BRIEF
In the data below, find the line containing "Comprehension internal tools/filter", then set down that line and every later line up to and including the line containing "emilia-friedberg: I think", exactly.

Collected data entries:
- - - - -
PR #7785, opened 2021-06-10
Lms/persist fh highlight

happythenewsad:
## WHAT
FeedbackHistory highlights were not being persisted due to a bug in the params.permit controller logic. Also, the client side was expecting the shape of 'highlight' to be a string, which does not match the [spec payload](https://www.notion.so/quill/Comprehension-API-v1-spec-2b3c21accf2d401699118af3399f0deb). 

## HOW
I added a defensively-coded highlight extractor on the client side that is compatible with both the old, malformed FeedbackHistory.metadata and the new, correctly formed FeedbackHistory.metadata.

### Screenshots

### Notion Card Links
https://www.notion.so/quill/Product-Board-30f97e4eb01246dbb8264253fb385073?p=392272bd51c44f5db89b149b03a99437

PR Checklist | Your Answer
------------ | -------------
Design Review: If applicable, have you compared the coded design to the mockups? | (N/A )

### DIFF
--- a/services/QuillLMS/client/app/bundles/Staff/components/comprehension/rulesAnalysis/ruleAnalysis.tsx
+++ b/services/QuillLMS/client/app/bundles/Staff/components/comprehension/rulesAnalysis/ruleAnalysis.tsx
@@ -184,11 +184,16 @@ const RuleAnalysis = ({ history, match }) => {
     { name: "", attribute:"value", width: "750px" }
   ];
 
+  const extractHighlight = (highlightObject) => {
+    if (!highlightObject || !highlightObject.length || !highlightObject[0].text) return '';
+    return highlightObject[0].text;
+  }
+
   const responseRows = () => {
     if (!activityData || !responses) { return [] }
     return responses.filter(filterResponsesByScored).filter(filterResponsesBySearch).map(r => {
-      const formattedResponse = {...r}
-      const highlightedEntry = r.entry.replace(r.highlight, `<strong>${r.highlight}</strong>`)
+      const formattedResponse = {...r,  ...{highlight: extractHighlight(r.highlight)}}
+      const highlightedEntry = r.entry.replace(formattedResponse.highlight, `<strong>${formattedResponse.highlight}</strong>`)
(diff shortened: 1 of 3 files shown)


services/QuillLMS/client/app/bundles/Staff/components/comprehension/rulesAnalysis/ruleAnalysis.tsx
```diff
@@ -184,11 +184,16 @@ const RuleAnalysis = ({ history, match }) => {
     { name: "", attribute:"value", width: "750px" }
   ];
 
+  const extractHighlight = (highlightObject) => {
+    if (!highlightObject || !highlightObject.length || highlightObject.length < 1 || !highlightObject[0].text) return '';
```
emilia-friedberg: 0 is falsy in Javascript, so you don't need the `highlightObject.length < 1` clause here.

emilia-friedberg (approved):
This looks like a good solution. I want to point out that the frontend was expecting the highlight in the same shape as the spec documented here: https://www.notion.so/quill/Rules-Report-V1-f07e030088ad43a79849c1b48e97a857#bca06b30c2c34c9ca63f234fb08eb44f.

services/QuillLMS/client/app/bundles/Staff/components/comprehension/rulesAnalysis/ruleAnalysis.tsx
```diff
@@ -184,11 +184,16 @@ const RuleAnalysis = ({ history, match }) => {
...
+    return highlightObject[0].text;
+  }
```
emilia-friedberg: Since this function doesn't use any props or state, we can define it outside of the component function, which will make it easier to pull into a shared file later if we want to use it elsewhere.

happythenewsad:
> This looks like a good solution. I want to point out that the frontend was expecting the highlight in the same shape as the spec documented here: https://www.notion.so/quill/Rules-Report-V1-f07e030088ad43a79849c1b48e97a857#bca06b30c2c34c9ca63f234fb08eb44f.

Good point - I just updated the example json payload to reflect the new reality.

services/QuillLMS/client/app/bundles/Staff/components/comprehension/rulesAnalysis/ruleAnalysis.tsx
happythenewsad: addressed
- - - - -
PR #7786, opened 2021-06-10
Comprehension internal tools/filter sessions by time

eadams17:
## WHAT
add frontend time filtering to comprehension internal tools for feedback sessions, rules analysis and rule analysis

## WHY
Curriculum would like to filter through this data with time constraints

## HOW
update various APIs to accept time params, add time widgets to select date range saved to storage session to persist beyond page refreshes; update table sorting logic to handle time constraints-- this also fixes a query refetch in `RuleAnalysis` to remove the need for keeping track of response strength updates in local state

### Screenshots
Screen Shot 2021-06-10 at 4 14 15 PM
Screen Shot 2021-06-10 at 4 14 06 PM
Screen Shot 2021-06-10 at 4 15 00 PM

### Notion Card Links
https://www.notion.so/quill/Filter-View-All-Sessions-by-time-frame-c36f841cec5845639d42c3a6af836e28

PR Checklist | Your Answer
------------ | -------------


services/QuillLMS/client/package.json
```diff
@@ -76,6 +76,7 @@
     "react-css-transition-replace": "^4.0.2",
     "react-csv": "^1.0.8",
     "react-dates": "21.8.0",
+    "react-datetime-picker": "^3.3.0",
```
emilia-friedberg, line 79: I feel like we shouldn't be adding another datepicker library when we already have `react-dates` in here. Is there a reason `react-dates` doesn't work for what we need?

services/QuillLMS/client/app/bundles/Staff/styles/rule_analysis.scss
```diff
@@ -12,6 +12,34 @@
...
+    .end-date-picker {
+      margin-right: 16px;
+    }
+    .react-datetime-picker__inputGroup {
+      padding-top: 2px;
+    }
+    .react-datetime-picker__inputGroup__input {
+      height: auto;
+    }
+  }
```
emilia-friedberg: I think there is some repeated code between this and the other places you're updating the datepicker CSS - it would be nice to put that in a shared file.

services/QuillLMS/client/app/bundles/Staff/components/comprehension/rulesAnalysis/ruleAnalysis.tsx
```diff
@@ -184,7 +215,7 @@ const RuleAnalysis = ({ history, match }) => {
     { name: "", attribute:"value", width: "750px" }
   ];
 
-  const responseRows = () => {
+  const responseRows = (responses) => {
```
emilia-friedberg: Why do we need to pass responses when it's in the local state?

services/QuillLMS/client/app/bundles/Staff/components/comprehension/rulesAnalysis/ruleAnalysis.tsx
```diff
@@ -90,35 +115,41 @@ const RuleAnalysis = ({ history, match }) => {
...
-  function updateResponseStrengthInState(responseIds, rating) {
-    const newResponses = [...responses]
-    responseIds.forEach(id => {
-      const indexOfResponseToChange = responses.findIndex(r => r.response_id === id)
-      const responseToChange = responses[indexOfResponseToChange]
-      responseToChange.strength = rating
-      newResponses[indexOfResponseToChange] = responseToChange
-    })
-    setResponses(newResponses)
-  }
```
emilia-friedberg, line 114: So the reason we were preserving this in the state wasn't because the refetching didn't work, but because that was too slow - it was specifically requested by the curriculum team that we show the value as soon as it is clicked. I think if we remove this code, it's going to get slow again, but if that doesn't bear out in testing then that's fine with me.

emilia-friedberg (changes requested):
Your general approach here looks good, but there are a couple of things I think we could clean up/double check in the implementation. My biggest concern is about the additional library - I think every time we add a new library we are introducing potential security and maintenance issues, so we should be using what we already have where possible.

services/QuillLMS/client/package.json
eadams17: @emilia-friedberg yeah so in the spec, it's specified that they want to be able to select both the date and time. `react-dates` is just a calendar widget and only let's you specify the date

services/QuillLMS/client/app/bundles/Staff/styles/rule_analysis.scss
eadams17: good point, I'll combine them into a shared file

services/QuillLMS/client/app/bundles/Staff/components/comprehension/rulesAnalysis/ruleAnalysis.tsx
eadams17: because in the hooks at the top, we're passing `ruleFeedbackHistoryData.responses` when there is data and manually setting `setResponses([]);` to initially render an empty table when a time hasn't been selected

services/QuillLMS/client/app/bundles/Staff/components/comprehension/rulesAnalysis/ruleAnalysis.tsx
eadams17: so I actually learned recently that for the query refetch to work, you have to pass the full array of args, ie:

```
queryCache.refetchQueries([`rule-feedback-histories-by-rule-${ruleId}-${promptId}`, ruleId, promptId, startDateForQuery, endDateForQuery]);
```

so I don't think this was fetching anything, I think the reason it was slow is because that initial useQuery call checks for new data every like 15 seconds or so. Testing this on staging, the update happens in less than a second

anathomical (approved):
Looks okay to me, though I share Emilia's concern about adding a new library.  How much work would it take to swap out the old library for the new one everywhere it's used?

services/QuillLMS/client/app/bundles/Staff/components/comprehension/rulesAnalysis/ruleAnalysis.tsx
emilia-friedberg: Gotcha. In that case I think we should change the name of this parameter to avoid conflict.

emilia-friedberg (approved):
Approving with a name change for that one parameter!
- - - - -
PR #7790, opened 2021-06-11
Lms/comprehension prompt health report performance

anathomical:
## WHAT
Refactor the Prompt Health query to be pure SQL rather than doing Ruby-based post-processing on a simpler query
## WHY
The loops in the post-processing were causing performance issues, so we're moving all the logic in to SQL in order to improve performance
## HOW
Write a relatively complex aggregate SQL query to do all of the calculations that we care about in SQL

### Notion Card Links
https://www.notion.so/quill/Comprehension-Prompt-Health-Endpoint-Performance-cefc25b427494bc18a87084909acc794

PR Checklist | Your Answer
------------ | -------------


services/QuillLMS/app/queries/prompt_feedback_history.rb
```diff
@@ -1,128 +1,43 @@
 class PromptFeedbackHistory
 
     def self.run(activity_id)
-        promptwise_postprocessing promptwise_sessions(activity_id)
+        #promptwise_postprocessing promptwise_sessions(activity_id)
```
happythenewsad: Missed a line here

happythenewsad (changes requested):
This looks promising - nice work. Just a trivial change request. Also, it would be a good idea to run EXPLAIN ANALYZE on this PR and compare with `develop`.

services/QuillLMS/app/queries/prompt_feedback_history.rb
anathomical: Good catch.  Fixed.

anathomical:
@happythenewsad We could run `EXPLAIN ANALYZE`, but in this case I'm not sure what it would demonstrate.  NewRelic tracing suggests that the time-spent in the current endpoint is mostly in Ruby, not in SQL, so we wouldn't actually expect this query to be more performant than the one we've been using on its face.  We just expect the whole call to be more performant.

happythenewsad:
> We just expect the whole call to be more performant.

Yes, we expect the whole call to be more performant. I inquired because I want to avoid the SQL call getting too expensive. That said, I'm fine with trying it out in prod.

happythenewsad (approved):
- - - - -
SOLUTION FOR THIS PROBLEM
Comprehension internal tools/filter sessions by time

eadams17:
## WHAT
add frontend time filtering to comprehension internal tools for feedback sessions, rules analysis and rule analysis

## WHY
Curriculum would like to filter through this data with time constraints

## HOW
update various APIs to accept time params, add time widgets to select date range saved to storage session to persist beyond page refreshes; update table sorting logic to handle time constraints-- this also fixes a query refetch in `RuleAnalysis` to remove the need for keeping track of response strength updates in local state

### Screenshots
Screen Shot 2021-06-10 at 4 14 15 PM
Screen Shot 2021-06-10 at 4 14 06 PM
Screen Shot 2021-06-10 at 4 15 00 PM

### Notion Card Links
https://www.notion.so/quill/Filter-View-All-Sessions-by-time-frame-c36f841cec5845639d42c3a6af836e28

PR Checklist | Your Answer
------------ | -------------


services/QuillLMS/client/package.json
```diff
@@ -76,6 +76,7 @@
     "react-css-transition-replace": "^4.0.2",
     "react-csv": "^1.0.8",
     "react-dates": "21.8.0",
+    "react-datetime-picker": "^3.3.0",
```
emilia-friedberg, line 79: I feel like we shouldn't be adding another datepicker library when we already have `react-dates` in here. Is there a reason `react-dates` doesn't work for what we need?

services/QuillLMS/client/app/bundles/Staff/styles/rule_analysis.scss
```diff
@@ -12,6 +12,34 @@
...
+    .end-date-picker {
+      margin-right: 16px;
+    }
+    .react-datetime-picker__inputGroup {
+      padding-top: 2px;
+    }
+    .react-datetime-picker__inputGroup__input {
+      height: auto;
+    }
+  }
```
emilia-friedberg: I think there is some repeated code between this and the other places you're updating the datepicker CSS - it would be nice to put that in a shared file.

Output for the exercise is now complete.